Beginning at the line containing "and archived sessions." in the material below and ending at the line containing "fix(usage): index Pi session dedup lookups", return each line exactly and add nothing.

──────

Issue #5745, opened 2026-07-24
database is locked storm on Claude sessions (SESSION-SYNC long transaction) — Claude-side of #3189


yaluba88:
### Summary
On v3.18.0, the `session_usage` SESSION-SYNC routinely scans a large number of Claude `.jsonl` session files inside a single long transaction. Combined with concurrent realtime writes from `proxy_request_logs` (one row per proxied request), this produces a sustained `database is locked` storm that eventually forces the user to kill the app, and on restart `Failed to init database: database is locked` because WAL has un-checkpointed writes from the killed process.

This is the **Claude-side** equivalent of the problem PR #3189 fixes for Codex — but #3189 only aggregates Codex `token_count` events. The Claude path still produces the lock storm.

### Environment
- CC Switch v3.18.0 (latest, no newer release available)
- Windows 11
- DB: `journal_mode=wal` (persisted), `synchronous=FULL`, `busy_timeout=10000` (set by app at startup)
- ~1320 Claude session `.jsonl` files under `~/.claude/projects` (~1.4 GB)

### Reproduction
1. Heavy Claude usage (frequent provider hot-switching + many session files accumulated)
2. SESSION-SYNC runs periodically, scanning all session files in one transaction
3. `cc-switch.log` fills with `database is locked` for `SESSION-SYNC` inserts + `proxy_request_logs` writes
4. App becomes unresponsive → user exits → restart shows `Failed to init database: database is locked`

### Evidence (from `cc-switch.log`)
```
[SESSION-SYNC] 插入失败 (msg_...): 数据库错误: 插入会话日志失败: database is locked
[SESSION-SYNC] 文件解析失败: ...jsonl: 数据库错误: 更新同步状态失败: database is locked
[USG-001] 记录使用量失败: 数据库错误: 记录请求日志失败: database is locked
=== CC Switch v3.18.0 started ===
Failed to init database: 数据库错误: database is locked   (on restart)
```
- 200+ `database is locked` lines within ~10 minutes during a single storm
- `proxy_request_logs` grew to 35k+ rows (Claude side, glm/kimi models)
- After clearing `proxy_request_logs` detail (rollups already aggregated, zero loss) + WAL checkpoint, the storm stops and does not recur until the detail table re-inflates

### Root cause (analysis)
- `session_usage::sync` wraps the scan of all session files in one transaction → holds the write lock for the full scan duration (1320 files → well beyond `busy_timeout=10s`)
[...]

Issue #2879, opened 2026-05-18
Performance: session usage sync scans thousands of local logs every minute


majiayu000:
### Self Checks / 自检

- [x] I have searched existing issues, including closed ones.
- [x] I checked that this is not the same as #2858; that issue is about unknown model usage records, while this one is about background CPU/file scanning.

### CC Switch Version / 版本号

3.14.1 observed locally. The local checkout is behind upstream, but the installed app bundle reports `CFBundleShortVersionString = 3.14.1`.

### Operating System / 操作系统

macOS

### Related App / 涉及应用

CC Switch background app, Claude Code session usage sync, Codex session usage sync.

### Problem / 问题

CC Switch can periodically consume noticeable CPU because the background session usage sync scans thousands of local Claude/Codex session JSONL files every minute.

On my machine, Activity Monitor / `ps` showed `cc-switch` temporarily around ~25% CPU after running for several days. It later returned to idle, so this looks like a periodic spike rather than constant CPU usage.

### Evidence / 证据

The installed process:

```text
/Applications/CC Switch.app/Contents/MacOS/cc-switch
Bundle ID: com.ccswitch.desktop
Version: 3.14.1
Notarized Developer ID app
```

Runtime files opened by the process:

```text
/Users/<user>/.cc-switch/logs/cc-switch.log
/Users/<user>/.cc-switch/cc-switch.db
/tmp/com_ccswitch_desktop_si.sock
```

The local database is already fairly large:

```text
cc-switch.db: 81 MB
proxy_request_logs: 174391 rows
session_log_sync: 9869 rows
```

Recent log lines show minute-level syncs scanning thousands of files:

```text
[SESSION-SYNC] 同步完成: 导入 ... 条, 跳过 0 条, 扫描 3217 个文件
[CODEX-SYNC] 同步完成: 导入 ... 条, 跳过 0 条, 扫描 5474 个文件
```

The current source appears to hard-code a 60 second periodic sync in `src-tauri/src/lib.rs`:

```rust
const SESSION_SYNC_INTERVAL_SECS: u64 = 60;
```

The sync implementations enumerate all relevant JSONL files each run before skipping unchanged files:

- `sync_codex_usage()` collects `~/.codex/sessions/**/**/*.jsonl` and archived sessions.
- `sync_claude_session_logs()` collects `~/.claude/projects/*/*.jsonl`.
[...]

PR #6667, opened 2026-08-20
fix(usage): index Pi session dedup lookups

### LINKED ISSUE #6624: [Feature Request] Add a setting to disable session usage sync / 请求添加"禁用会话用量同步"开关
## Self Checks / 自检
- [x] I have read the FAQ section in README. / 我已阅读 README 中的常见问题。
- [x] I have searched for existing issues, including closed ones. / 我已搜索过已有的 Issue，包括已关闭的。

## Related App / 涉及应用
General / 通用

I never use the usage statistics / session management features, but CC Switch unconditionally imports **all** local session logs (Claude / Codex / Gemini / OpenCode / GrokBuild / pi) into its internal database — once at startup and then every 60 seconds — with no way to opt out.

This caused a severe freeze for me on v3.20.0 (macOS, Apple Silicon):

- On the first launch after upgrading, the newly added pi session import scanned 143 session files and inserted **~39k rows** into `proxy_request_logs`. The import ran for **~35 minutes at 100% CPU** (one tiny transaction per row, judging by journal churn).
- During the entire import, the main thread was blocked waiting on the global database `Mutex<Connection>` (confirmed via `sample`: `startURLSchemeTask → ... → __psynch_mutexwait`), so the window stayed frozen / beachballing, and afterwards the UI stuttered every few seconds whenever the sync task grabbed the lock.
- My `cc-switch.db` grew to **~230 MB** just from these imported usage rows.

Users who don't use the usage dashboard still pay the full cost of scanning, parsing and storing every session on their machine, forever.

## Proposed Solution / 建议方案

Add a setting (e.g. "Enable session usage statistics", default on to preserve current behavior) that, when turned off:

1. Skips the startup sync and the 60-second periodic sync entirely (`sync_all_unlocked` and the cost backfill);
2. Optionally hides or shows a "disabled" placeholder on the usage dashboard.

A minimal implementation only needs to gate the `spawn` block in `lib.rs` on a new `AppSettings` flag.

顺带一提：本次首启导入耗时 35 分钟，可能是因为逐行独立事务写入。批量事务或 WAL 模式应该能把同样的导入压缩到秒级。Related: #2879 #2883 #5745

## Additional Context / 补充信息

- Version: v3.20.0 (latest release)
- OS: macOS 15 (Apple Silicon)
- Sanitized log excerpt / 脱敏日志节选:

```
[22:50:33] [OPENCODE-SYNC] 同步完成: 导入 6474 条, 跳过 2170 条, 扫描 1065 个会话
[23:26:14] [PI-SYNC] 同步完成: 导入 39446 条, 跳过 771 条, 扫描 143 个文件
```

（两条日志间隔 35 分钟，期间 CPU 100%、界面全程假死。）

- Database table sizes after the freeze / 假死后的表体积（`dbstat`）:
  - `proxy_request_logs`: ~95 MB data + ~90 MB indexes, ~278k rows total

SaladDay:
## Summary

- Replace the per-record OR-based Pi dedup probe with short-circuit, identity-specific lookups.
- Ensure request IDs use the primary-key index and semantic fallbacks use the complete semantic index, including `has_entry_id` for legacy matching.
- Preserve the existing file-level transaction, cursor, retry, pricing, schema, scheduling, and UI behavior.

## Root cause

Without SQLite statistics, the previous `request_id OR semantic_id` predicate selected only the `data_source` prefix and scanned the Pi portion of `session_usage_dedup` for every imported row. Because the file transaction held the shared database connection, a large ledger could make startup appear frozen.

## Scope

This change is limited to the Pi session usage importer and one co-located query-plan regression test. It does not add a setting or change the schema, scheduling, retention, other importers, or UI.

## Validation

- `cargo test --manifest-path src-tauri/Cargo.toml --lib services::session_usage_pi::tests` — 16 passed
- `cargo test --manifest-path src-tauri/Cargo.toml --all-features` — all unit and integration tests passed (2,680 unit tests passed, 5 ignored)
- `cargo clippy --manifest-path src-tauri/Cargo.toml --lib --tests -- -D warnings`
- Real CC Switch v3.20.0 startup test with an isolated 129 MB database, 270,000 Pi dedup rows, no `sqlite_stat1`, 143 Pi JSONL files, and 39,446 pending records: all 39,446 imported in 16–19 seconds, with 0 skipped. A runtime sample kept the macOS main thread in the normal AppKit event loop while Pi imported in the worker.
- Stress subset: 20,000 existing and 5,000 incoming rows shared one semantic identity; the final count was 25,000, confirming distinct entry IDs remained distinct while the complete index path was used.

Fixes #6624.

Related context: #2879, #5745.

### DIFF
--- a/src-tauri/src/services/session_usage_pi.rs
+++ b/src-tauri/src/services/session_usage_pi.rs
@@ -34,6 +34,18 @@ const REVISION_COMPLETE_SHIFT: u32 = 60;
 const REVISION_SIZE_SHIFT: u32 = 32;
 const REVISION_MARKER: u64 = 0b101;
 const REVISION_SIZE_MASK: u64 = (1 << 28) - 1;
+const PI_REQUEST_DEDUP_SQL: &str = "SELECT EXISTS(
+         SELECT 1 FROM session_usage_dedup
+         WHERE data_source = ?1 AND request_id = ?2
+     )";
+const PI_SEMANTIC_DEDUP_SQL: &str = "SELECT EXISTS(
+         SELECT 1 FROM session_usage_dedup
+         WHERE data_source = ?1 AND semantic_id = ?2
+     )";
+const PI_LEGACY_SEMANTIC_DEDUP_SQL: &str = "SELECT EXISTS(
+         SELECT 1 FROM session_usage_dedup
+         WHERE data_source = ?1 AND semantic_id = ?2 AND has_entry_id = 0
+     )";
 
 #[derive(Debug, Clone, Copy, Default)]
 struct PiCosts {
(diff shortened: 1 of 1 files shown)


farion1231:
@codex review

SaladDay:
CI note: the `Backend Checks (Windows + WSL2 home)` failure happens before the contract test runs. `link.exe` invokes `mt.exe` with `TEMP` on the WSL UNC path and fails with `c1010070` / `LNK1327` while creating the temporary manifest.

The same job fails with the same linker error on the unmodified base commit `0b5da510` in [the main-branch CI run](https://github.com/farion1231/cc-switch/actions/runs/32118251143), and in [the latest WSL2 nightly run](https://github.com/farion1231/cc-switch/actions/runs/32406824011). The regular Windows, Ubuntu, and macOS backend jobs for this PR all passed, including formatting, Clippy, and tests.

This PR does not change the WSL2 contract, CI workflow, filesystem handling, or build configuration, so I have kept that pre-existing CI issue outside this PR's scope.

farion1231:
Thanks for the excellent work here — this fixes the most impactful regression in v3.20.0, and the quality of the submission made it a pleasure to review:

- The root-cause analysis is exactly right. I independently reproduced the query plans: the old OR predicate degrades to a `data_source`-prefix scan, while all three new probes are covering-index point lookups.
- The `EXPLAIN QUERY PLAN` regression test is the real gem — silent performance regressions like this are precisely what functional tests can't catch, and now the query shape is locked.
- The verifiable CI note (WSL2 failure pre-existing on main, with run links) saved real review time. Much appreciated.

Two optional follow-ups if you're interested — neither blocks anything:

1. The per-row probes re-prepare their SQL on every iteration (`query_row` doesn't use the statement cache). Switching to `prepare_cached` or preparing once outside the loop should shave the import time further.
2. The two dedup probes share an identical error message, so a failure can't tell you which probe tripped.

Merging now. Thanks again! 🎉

──────

# ANSWER SPACE:
- `sync_codex_usage()` collects `~/.codex/sessions/**/**/*.jsonl` and archived sessions.
- `sync_claude_session_logs()` collects `~/.claude/projects/*/*.jsonl`.
[...]

PR #6667, opened 2026-08-20
fix(usage): index Pi session dedup lookups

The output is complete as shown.